ANITRA FREEMAN: Yes. Churches have a lot more freedom to host tent cities, places like Nickelsville, because there’s legally a very limited amount of authority that the government has over what the Church does with their property. They can ask for minimum — for the least intrusive possible health and safety requirements, and otherwise, they’ve got to get their hands off. So churches find it very easy to host the tent cities, whereas private citizens can be — are much more vulnerable to harassment.

AMY GOODMAN: Do you feel like the situation is getting much worse here in Seattle?

ANITRA FREEMAN: Oh, it is. Definitely. But, you know, there have been great amounts of homeless people for at least twenty years. People have been dying on the street for twenty years. The homeless women’s group that I work with stands a vigil, women in black, whenever somebody homeless dies outside or by violence in King County. We started in 2000, and we’ve stood vigil for 330 people since then. Eleven just this year. This has been going on for a long time, and it is getting worse.

JUAN GONZALEZ: And what do you see, Anitra Freeman, as the advantages of these tent cities versus the established city-run shelters that exist not only in Seattle but in many parts of the country?

ANITRA FREEMAN: Well, the main thing is there’s not enough shelter. There are people outside. The tent cities and Nickelsville allow people to come together and support each other, and they’re much safer in a group, and they can organize more resources. And, you know, Bruce can tell you, you have a space of your own. You can leave your things behind, not carry them around all day. You can be with your family, with your couple. You can actually have a community and things that you can do to contribute. It’s a greater amount of human dignity for people. But basically, basically, you have — you have a port-o-potty, and you have dumpsters, and you have survival, much better survival chances than you do out there alone.

AMY GOODMAN: Do you see yourself, finally, Bruce, getting a home at some point soon?

BRUCE BEAVERS: Yes. Like I said, Nickelsville is a place where people that have been up in the world and had something — once you lose something, you know, Nickelsville catches you in between. It doesn’t let you go all the way down. Like I had to come from up. Most folks just losing their places now can come to a place like Nickelsville and leave their stuff, like she was saying, like that you can go out and live a normal life. You can interact in the neighborhood, interact with the jobs. You know, you can take showers. You get your self-esteem back. Me, myself —- me and my wife now, we’re actually saving. Nickelsville has given us the opportunity to get back on our feet. Even once I leave Nickelsville, if [inaudible], I will actually still be a Nickelodean. I will still participate in what Nickelsville have to do.

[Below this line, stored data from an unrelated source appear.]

PR #4191, opened 2020-09-01
CA-322708 - VM should not be allowed to start during dead storage migration

GeorgeBurac:
During VM storage migration it was possible to start the VM.

This leads to errors (VDI in use and illegal storage transition).
To resolve this issue the start and start_on operation were removed from the allowed_operations list in the is_allowed_concurrently function.
This removes the Start and Start On operations from the XenCenter vm menu, thus preventing the user from encountering the errors.

### DIFF
--- a/ocaml/xapi/xapi_vm_lifecycle.ml
+++ b/ocaml/xapi/xapi_vm_lifecycle.ml
@@ -115,8 +115,6 @@ let is_allowed_concurrently ~(op : API.vm_operations) ~current_ops =
     ; ([`migrate_send], `metadata_export)
     ; ([`migrate_send], `clean_shutdown)
     ; ([`migrate_send], `clean_reboot)
-    ; ([`migrate_send], `start)
-    ; ([`migrate_send], `start_on)
     ]
   in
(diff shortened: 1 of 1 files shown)


lindig:
If `start` is removed, `start_on` should be removed as well. But whether this is a good solution overall, I have to look deeper.

lippirk:
I think the commit message should explain the issue that xapi has, and why this changes fixes it

robhoes:
I agree with both comments above. Apart from that, this should be all that is required.

lindig:
Unrelated to this change: I don't like the implementation of `is_allowed_concurrently` or the problem is more complicated than I thought. We have a set (list) of current operations `ops` and the question is whether we `op` can be executed in addition. Is this different from asking whether `op` can be executed in parallel to each `o` in `ops`? `List.for_all (fun o -> allowed o op)` ops` and `allowed` should be implemented with pattern matching.

lippirk (approved):
Perhaps have a maximum of 72 characters per line in your commit message

robhoes (approved):

PR #4192, opened 2020-09-01
CP-33823 use OCaml for self signing SSL certs

lindig:
This replaces the bash script that invokes openssl for generating SSL certificates (/etc/xensource/xapi-ssl.pem). The certificate is now generated directly using an OCaml X509 implementation. Before this can be merged, corresponding changes in xapi.spec need to be merged.


ocaml/gencert/selfcert.ml
```diff
@@ -0,0 +1,125 @@
...
+    [X509.Distinguished_name.(Relative_distinguished_name.singleton (CN name))]
+  in
+  let req = X509.Signing_request.create issuer privkey in
+  sign days privkey pubkey issuer req alt_names >>= fun cert ->
+  let cert_pem = X509.Certificate.encode_pem cert in
+  let key_pem = X509.Private_key.encode_pem privkey in
+  write_certs certfile key_pem cert_pem
+
+let host name alt_names pemfile =
+  let expire_days = 3650 in
```
edwintorok, line 86: I assume the 10 years here is meant to match our LTSR lifetime, so if your certs expire you should at least upgrade by that time, right?

What happens if someone's clocks go wrong though on boot (e.g. failing NVRAM battery, and no internet connection to synchronize the clock). Would that prevent the pool members from communicating with each-other (we do recommend using NTP, which should mostly solve this issue). I think we have to be sure to run the certificate generation *after* we got a stable time from NTP though.

lindig: This is what xapi does so far:
```
ocaml/gencert/selfcert.ml:  let expire_days = 3650 in
```

robhoes:
I would prefer to do this on a feature branch first, together with related follow-up work.

lindig:
Let's do this on a feature branch.

PR #4194, opened 2020-09-02
Get CC_PREPARATIONS from xs-inventory

lippirk:
The xapi daemon is not passed the CC_PREPARATIONS env var,
so stunnel fips mode could not be enabled as expected.
Instead get CC_PREPARATIONS from /etc/xensource-inventory.


ocaml/xapi/helpers.ml
```diff
@@ -1700,17 +1700,23 @@ end = struct
...
-        | Some _ | None ->
-            false
+        Xapi_inventory.lookup ~default:"false" "CC_PREPARATIONS" |> function
+        | "true" ->
+            "yes"
+        | "false" ->
+            "no"
+        | unknown ->
+            info
+              "CC_PREPARATIONS has unexpected value '%s'. assuming fips mode \
```
lindig, line 1710: The error message could include that either `true` or `false` are expected.

lindig (approved):

robhoes (approved):

PR #4196, opened 2020-09-03
CP-33823 use OCaml to self-sign certificates

lindig:
* Remove genereate_ssl_cert
* implement signing in OCaml
* still use openssl to generate RSA keys


ocaml/xapi/xapi_globs.ml
```diff
@@ -1183,6 +1183,9 @@ module Resources = struct
     ; ( "generate_ssl_cert"
       , Constants.generate_ssl_cert
       , "script to generate SSL certificates to be used by XAPI" )
```
lippirk, line 1185: This needs updating?

ocaml/gencert/selfcert.mli
```diff
@@ -0,0 +1,9 @@
+val host : string -> string list -> string -> unit
+(** [certify hostname alt_names path] creates (atomically) a PEM file at
+[path] for hostname with alternative names [alt_names]. *)
+
+module CLI : sig
+  val main : unit -> unit
```
lippirk, line 6: I expected to see this binary installed in the Makefile

lindig: This is not installed. I could remove it as I'm not building the stand-alone binary.

ocaml/xapi/xapi_globs.ml
lippirk: I think we should update the doc string (and perhaps rename `generate_ssl_cert` -> `gencert`)

ocaml/gencert/selfcert.ml
```diff
@@ -0,0 +1,165 @@
...
+let selfsign name alt_names length days certfile =
+  let rsa =
+    try
+      generate_private_key length
+      |> Cstruct.of_string
+      |> X509.Private_key.decode_pem
+      |> R.get_ok
+      |> function
+      | `RSA x ->
+          x
```
psafont, line 108: This will fail without giving useful information about the cause, how about

```suggestion
      |> Result.fold
           ~ok:(function `RSA x -> x)
           ~error:(fun (`Msg e) -> failwith e)

```

ocaml/gencert/selfcert.ml
```diff
@@ -0,0 +1,165 @@
...
+    with e ->
+      D.error "generating RSA key for %s failed: %s" certfile
+        (Printexc.to_string e) ;
+      failwith (Printf.sprintf "generating RSA key for %s failed" certfile)
```
psafont, line 112: Would the gencert binary log correctly the error message? This could be used instead to make sure it's shown everywhere
```suggestion
      let err_msg =
        Printf.sprintf "generating RSA key for %s failed: %s" certfile
          (Printexc.to_string e)
      in
      D.error "%s" err_msg ; failwith err_msg
```

ocaml/gencert/selfcert.ml
```diff
@@ -0,0 +1,165 @@
...
+  | None ->
+      R.error_msgf "can't represent %d as time span" days
+
+let add_dns_names extension = function
+  | [] ->
+      extension
+  | names ->
+      X509.Extension.(
+        add Subject_alt_name
+          (false, X509.General_name.(singleton DNS names))
```
psafont, line 60: Do you have any information on what the `false` means here, X509 documentation was not helpful when I checked.

ocaml/gencert/selfcert.ml
```diff
@@ -14,23 +14,28 @@
...
+
+(** initialize the random number generator at program startup when this
+module is loaded. *)
+let () = Mirage_crypto_rng_unix.initialize ()
 
 let defer f = Fun.protect ~finally:f
 
 (** [write_cert] writes a PEM file to [path]. It attempts to do that
   atomically by writing to a temporary file in the same directory first and
   renaming the file at the end *)
```
psafont: Could you mention that the file is a PKCS12? (private key + certificate)

ocaml/gencert/selfcert.ml
```diff
@@ -14,23 +14,28 @@
...
 let write_certs path key cert =
-  let delimit = "\n" in
+  let delim = "\n" in
   let temp_dir = Filename.dirname path in
   let tmp = Filename.temp_file ~temp_dir "certify-" ".tmp" in
   try
     let fd = Unix.openfile tmp [Unix.O_WRONLY] 0o600 in
```
psafont, line 36: This should be 0o400, like in https://github.com/xapi-project/xen-api/blob/master/ocaml/gencert/lib.ml#L165

I'm not happy that there are two functions for writing a PKCS12 to disk, could you change this function so the installation one in lib.ml uses this one? i would also prefer if `UX.atomic_write_to_file` was used as well to avoid  duplicated functionality.

lindig:
I've addressed the comments. While it would be safe to push this to master we can also put this on a feature branch.

ocaml/xapi/xapi_host.ml
```diff
@@ -1400,10 +1399,10 @@ let install_server_certificate ~__context ~host ~certificate ~private_key
   Xapi_mgmt_iface.reconfigure_stunnel ~__context
 
 let emergency_reset_server_certificate ~__context =
-  let args =
-    [!Xapi_globs.server_cert_path; Helper_hostname.get_hostname (); "--force"]
-  in
-  ignore @@ Gencert.call_generate_ssl_cert ~args ;
+  let xapi_ssl_pem = !Xapi_globs.server_cert_path in
+  let common_name = Helper_hostname.get_hostname () in
+  let alt_names = [] in
```
psafont, line 1404: I think  Gencert.get_hostnames would better as it would give us alt names as well.

I would also be tempted to replace the implementation of get_hostname with the get_hostnames, but I think that's out of scope of this PR

lindig: That function is not in the libray but in the binary - so would have to move it.

ocaml/gencert/selfcert.ml
lindig: I don't. I looked at the code here but I agree that it is not obvious. The generated certs look correct to me:

https://github.com/yomimono/ocaml-certify/blob/primary/src/common.ml#L22-L27

psafont (approved):

ocaml/gencert/selfcert.ml
lindig: The parameter identifies "critical" extensions and I believe this parameter is not used here.

PR #4197, opened 2020-09-03
Give xapi the option of generating pool secrets using a script

lippirk:
- remove genptoken & genptoken.service
- generate pool secrets optionally via script


ocaml/xapi/helpers.ml
```diff
@@ -1804,5 +1782,79 @@ end = struct
...
+              ] )) ;
+    SecretString.of_string x
+
+  let _make () =
+    match !Xapi_globs.pool_secret_gen_method with
+    | `script ->
+        call_script !Xapi_globs.gen_pool_secret_script []
+    | `urandom ->
+        (* uuids require 16 bytes, and the pool secret is
+           made up of 3 of them, so we need 16 * 3 bytes *)
```
psafont, line 1823: Can the uuid module from transitional be used here? It already can generate uuids from urandom, we can always use its internals to use uuidm if need be.

ocaml/xapi/helpers.ml
```diff
@@ -1819,20 +1819,7 @@ end = struct
...
-        Unixext.with_file "/dev/urandom" [Unix.O_RDONLY] 0 (fun fd ->
-            let (_ : int) = Unix.read fd bs 0 (bytes_per_uuid * num_uuids) in
-            ()) ;
-        Stdlib.List.init num_uuids Stdlib.Fun.id
-        |> List.map (fun i ->
-               Bytes.sub bs (i * bytes_per_uuid) bytes_per_uuid
-               |> Uuidm.v4
-               |> Uuidm.to_string)
-        |> String.concat "/"
+        Uuid.(make_uuid_urnd () |> to_string)
```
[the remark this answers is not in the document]
lippirk: Thanks, you are right! The following is correct:

```
# Stdlib.List.init 3 (fun _ -> Uuid.(make_uuid_urnd () |> to_string)) |> String.concat "/";;
- : string =
"7f96f5dc-c52e-79de-093c-90f701c8fd47/c01e524a-68f6-aea0-3c1d-8c705ba1082a/419c4138-edb4-af51-2114-f168fd073603"
```

ocaml/xapi/xapi_globs.ml
```diff
@@ -1194,6 +1216,9 @@ module Resources = struct
     ; ( "generate_ssl_cert"
       , Constants.generate_ssl_cert
       , "script to generate SSL certificates to be used by XAPI" )
+    ; ( "gen_pool_secret_script"
+      , gen_pool_secret_script
+      , "Generates new pool secrets" )
```
psafont, line 1221: Even if urandom is used, the script will need to be in the filesystem. Not sure if it should be required. Is there another solution for this?
In any case @stormi could work around this by placing an empty file.

lippirk: As discussed we'll default to using /dev/urandom, and only use the script if the file /usr/bin/pool_secret_wrapper exists

psafont (approved):

ocaml/xapi/helpers.ml
```diff
@@ -1804,5 +1782,70 @@ end = struct
...
+
+  let _make () =
+    (* by default we generate the pool secret using /dev/urandom,
+       but if a script to generate the pool secret exists, use
+       that instead *)
+    try
+      Unix.access !Xapi_globs.gen_pool_secret_script [Unix.X_OK] ;
+      call_script !Xapi_globs.gen_pool_secret_script []
+    with _ ->
+      Stdlib.List.init 3 (fun _ -> Uuid.(make_uuid_urnd () |> to_string))
```
lindig, line 1825: I think this should be logged. Someone could sabotage the script - it looks it is used but in fact is not. If the script exists but raises an error, that would be concerning - so I think this should be handled with more nuance.

lindig (changes requested):

ocaml/xapi/helpers.ml
lippirk: That makes sense. I don't think we should log the exception that occurs however, because we want to avoid any chance of logging the secret

ocaml/xapi/helpers.ml
```diff
@@ -1804,5 +1782,83 @@ end = struct
...
+    (* by default we generate the pool secret using /dev/urandom,
+       but if a script to generate the pool secret exists, use that instead *)
+    let make_urandom () =
+      Stdlib.List.init 3 (fun _ -> Uuid.(make_uuid_urnd () |> to_string))
+      |> String.concat "/"
+    in
+    let make_script () =
+      try call_script !Xapi_globs.gen_pool_secret_script []
+      with _ ->
+        info "helpers.ml:PoolSecret._make: script failed, using urandom instead" ;
```
lippirk, line 1827: I've updated this so that if the script fails, we log and revert to /dev/urandom

lindig (approved):

PR #4198, opened 2020-09-07
CA-332605 - Fixed Bad error message for vcpu/cores-per-socket

GeorgeBurac:
Creating a Windows 8.1 VM in XenCenter by allocating 1 vCPU and
topology 1 core-per-socket would lead to an incorrectly formatted
error (i.e. "Failed","Starting VM 'Windows 8.1 (64-bit) (1)'
The value 'VCPUs_max must be a multiple of this field' is invalid
for field 'platform:cores-per-socket'.","xrtuk-01-01","Dec 6, 2019 12:55 PM")

The incorrectly formatted error made it more difficult to understand the issue
causing it.

### DIFF
--- a/ocaml/idl/datamodel_errors.ml
+++ b/ocaml/idl/datamodel_errors.ml
@@ -411,6 +411,8 @@ let _ =
     ~doc:"An error occured while restoring the memory image of the specified virtual machine" ();
   error Api_errors.vm_pv_drivers_in_use [ "vm" ]
     ~doc:"VM PV drivers still in use" ();
+  error Api_errors.vcpu_max_not_cores_per_socket_multiple ["vcpu_max"; "cores_per_socket"]
+    ~doc:"VCPUs_max must be a multiple of cores-per-socket" ();
   (* VM appliance errors *)
   error Api_errors.operation_partially_failed [ "operation" ]
     ~doc:"Some VMs belonging to the appliance threw an exception while carrying out the specified operation" ();
--- a/ocaml/xapi/vm_platform.ml
+++ b/ocaml/xapi/vm_platform.ml
@@ -196,21 +196,17 @@ let sanity_check ~platformdata ?firmware ~vcpu_max ~vcpu_at_startup ~domain_type
         if cps < 1 || vcpus mod cps <> 0 then
           raise
             (Api_errors.Server_error
-               ( Api_errors.invalid_value
+               ( Api_errors.vcpu_max_not_cores_per_socket_multiple
                , [
-                   Printf.sprintf "platform:cores-per-socket (value %d)" cps
-                 ; Printf.sprintf
-                     "VCPUs_max (value %d) must be a multiple of \
-                      cores-per-socket"
-                     vcpus
-                 ] ))
+                   string_of_int vcpus; cps_str
+                 ]
+ ))
       with Failure msg ->
         raise
           (Api_errors.Server_error
              ( Api_errors.invalid_value
              , [
-                 Printf.sprintf "platform:cores-per-socket (value %s)" cps_str
-               ; "Value is not a valid int"
+               "platform:cores-per-socket"; cps_str
                ] ))
   ) ;
   (* Add usb emulation flags.
--- a/ocaml/tests/test_platformdata.ml
+++ b/ocaml/tests/test_platformdata.ml
@@ -152,28 +152,28 @@ module SanityCheck = Generic.MakeStateless (struct
         ( ([("cores-per-socket", "4")], None, false, 6L, 6L, `hvm)
         , Error
             (Api_errors.Server_error
-               ( Api_errors.invalid_value
+               ( Api_errors.vcpu_max_not_cores_per_socket_multiple
                , [
-                   "platform:cores-per-socket (value 4)"
-                 ; "VCPUs_max (value 6) must be a multiple of cores-per-socket"
+                     "6"
+                   ; "4"
                  ] )) )
       ; (* Check VCPUs configuration - hvm failure scenario*)
         ( ([("cores-per-socket", "0")], None, false, 6L, 6L, `hvm)
         , Error
             (Api_errors.Server_error
-               ( Api_errors.invalid_value
+               ( Api_errors.vcpu_max_not_cores_per_socket_multiple
                , [
-                   "platform:cores-per-socket (value 0)"
-                 ; "VCPUs_max (value 6) must be a multiple of cores-per-socket"
+                   "6"
+                   ; "0"
                  ] )) )
       ; (* Check VCPUs configuration - hvm failure scenario*)
         ( ([("cores-per-socket", "-1")], None, false, 6L, 6L, `hvm)
         , Error
             (Api_errors.Server_error
-               ( Api_errors.invalid_value
+               ( Api_errors.vcpu_max_not_cores_per_socket_multiple
                , [
-                   "platform:cores-per-socket (value -1)"
-                 ; "VCPUs_max (value 6) must be a multiple of cores-per-socket"
+                   "6"
+                   ; "-1"
                  ] )) )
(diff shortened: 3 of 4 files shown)


ocaml/xapi/vm_platform.ml
```diff
@@ -198,19 +198,16 @@ let sanity_check ~platformdata ?firmware ~vcpu_max ~vcpu_at_startup ~domain_type
             (Api_errors.Server_error
                ( Api_errors.invalid_value
                , [
-                   Printf.sprintf "platform:cores-per-socket (value %d)" cps
-                 ; Printf.sprintf
-                     "VCPUs_max (value %d) must be a multiple of \
-                      cores-per-socket"
-                     vcpus
+                   Printf.sprintf "platform:cores-per-socket"
```
edwintorok, line 201: Might be useful to still log the more detailed reason why the failure occured.
(Or introduce a new kind of API error that can give more details about why a value is wrong)

psafont: There's a similar case with certificates and validity dates:
There are 2 API errors, `server_certificate_not_valid_yet` and `server_certificate_expired` each one has two parameters. The erroneous the refused value, and the the closest valid value. These can be used to construct message that can be easily understood.
You can see the errors defined in
https://github.com/xapi-project/xen-api/blob/99d98bdd3c00e7f5053940d3d3430289c01ecee3/ocaml/idl/datamodel_errors.ml#L1051-L1054

GeorgeBurac: Thank you so much for that. :slightly_smiling_face:

ocaml/idl/datamodel_errors.ml
```diff
@@ -411,6 +411,8 @@ let _ =
     ~doc:"An error occured while restoring the memory image of the specified virtual machine" ();
   error Api_errors.vm_pv_drivers_in_use [ "vm" ]
     ~doc:"VM PV drivers still in use" ();
+  error Api_errors.invalid_VCPU_max ["field"; "value"]
```
lindig, line 414: The field seem redundant because always the same field is used but it does no harm.

lindig (approved):

ocaml/idl/datamodel_errors.ml
psafont: I think replacing the field with `cores-per-socket` would allow the UI to inform the user what's wrong and how to fix it:
```
error Api_errors.vcpu_max_not_cores_per_socket_multiple ["vcpu_max"; "cores_per_socket"]
```
which the can be used as
```
Api_errors.(Server_error vcpu_max_not_cores_per_socket_multiple [vcpus; cpds])
```

robhoes: @psafont's suggestion is better.

GeorgeBurac: Thank you so much. I will update it now. :)

ocaml/xapi/vm_platform.ml
```diff
@@ -196,21 +196,18 @@ let sanity_check ~platformdata ?firmware ~vcpu_max ~vcpu_at_startup ~domain_type
...
             (Api_errors.Server_error
-               ( Api_errors.invalid_value
+               ( Api_errors.vcpu_max_not_cores_per_socket_multiple
                , [
-                   Printf.sprintf "platform:cores-per-socket (value %d)" cps
-                 ; Printf.sprintf
-                     "VCPUs_max (value %d) must be a multiple of \
-                      cores-per-socket"
-                     vcpus
+                   Printf.sprintf "platform:cores-per-socket"
```
robhoes, line 201: You now need to fill in `vcpus` here.

robhoes:
The parameters of the new raised errors don't match the definition now. See Pau's comment for how it should look.

ocaml/xapi/vm_platform.ml
```diff
@@ -196,21 +196,18 @@ let sanity_check ~platformdata ?firmware ~vcpu_max ~vcpu_at_startup ~domain_type
...
-                     vcpus
+                 ; Printf.sprintf "%d" vcpus
                  ] ))
       with Failure msg ->
         raise
           (Api_errors.Server_error
-             ( Api_errors.invalid_value
+             ( Api_errors.vcpu_max_not_cores_per_socket_multiple
              , [
                  Printf.sprintf "platform:cores-per-socket (value %s)" cps_str
```
psafont, line 209: This should be `Printf.sprintf "%s" cps_str`

ocaml/xapi/vm_platform.ml
```diff
@@ -196,21 +196,18 @@ let sanity_check ~platformdata ?firmware ~vcpu_max ~vcpu_at_startup ~domain_type
         if cps < 1 || vcpus mod cps <> 0 then
           raise
             (Api_errors.Server_error
-               ( Api_errors.invalid_value
+               ( Api_errors.vcpu_max_not_cores_per_socket_multiple
```
robhoes, line 199: It needs to be:
```
Api_errors.vcpu_max_not_cores_per_socket_multiple, [string_of_int vcpus; cps_str]
```

ocaml/xapi/vm_platform.ml
```diff
@@ -196,21 +196,18 @@ let sanity_check ~platformdata ?firmware ~vcpu_max ~vcpu_at_startup ~domain_type
...
-                 ; Printf.sprintf
-                     "VCPUs_max (value %d) must be a multiple of \
-                      cores-per-socket"
-                     vcpus
+                 ; Printf.sprintf "%d" vcpus
                  ] ))
       with Failure msg ->
         raise
           (Api_errors.Server_error
-             ( Api_errors.invalid_value
```
psafont, line 210: This should still be `Api_errors.invalid_value`: it's a string that cannot be transformed into a string. i don't think `vcpus` should be displayed at all

robhoes (changes requested):
See my and Pau's comments above.

ocaml/xapi/vm_platform.ml
GeorgeBurac: Thank you! :)

ocaml/xapi/vm_platform.ml
```diff
@@ -196,21 +196,17 @@ let sanity_check ~platformdata ?firmware ~vcpu_max ~vcpu_at_startup ~domain_type
...
+                 ]
+ ))
       with Failure msg ->
         raise
           (Api_errors.Server_error
              ( Api_errors.invalid_value
              , [
-                 Printf.sprintf "platform:cores-per-socket (value %s)" cps_str
-               ; "Value is not a valid int"
+                 Printf.sprintf "platform:cores-per-socket (value %s)" cps_str;
```
psafont, line 209: I would leave it as it was, it was explaining the root of the problem :)

robhoes: The error is defined as:
```
  error Api_errors.invalid_value ["field"; "value"]
    ~doc:"The value given is invalid" ();
```
Therefore, it needs two arguments: the field name and the input value. No other text, just plain data.

So:
```
[ "platform:cores-per-socket"; cps_str]
```

ocaml/xapi/vm_platform.ml
```diff
@@ -196,21 +196,17 @@ let sanity_check ~platformdata ?firmware ~vcpu_max ~vcpu_at_startup ~domain_type
...
+                 ]
+ ))
       with Failure msg ->
         raise
           (Api_errors.Server_error
              ( Api_errors.invalid_value
              , [
-                 Printf.sprintf "platform:cores-per-socket (value %s)" cps_str
-               ; "Value is not a valid int"
+               "platform:cores-per-scoket"; cps_str
```
robhoes, line 209: Spelling mistake...

psafont (approved):

robhoes (approved):

PR #4199, opened 2020-09-07
XSI-795 CA-343951 fix Nvidia version parsing

lindig:
The version of the host driver is read from the library file name and
used to decide if multi-vgpu is supported. The version used to 123.56
but now contains another dot and thus caused the parsing to fail. We now
split the string at the dots and compare them piece wise as numbers (not
as strings). This means 1 = 1.0 = 1.0.0 and so on and "" = 0.

The format of the string is not completely validated. We split the
string and pass the elements to int_of_string to extract the version
number.

Xapi's configuration marks a version as "123.4+" to indicate the all
versions 123.4 and later are supported. We find such a version but again
do not validate the format completely.

I have changed the tests slightly: if there are any format problems detected 
in any of the version strings, the feature is not supported. It was more dynamic 
earlier but that is more difficult to keep and can lead to nasty surprises when
you update a driver.


ocaml/xapi/xapi_vgpu_type.ml
```diff
@@ -421,19 +421,52 @@ module Vendor_nvidia = struct
...
-          try float_of_string (String.sub pattern 0 i) <= version
-          with _ -> false
-        )
-        | None -> (
-          try float_of_string pattern = version with _ -> false
-        ))
-      supported_versions
+    try
+      let latest =
+        List.find_opt (fun v -> String.contains v '*') supported_versions
```
robhoes, line 461: It used to be `+` rather than `*`?

lindig: Yeah - and the unit tests found it, too. Fixed now. I have tested this otherwise manually.

lindig: There is another test failure - have to review it

ocaml/xapi/xapi_vgpu_type.ml
```diff
@@ -421,19 +421,58 @@ module Vendor_nvidia = struct
...
-          with _ -> false
-        )
-        | None -> (
-          try float_of_string pattern = version with _ -> false
-        ))
-      supported_versions
+    try
+      let driver = nvidia_version host_driver_version in
+      let supported = List.map nvidia_version supported_versions in
+      let latest =
```
lippirk, line 463: I'm a bit confused - do you mean `earliest` here? My understanding is that the earliest version that supports `multi_vgpu` will be marked with a `+`, e.g. 1.2 onwards, or 1.2+

ocaml/tests/test_vgpu_type.ml
```diff
@@ -174,10 +174,10 @@ module NvidiaTest = struct
         ; (* Test specific version should match *)
           (("430.19", ["430.89"; "430.19"]), true)
         ; (* Test specific version should match *)
-          (("430.19", ["430.19"; "typo_error"]), true)
-        ; (* Test specific version should match *)
```
psafont, line 178: Comments are confusing here, they're attached to the wrong element.

psafont (approved):

lippirk (approved):

ocaml/xapi/xapi_vgpu_type.ml
lindig: Yeah, maybe not the best name. This whole idea is a bit odd and I only kept it for compatibility with what we have. For example: `[1,3+,2+]` is semantically `[1,2+]` - it does not make sense to have more than one entry with `+` but I'm only looking for the first one.

ocaml/tests/test_vgpu_type.ml
lippirk: There doesn't seem to be much benefit having these comments in the first place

AMY GOODMAN: Well, Bruce and -—

ANITRA FREEMAN: Over the years, I’ve seen much — a higher rate of people getting back on their feet out of the tent cities than out of the shelters.

AMY GOODMAN: I want to thank you both for being with us. Anitra Freeman was homeless, continues to be a homeless activist. And Bruce Beavers currently lives in Nickelsville. As you hear, they are called Nickelodeans.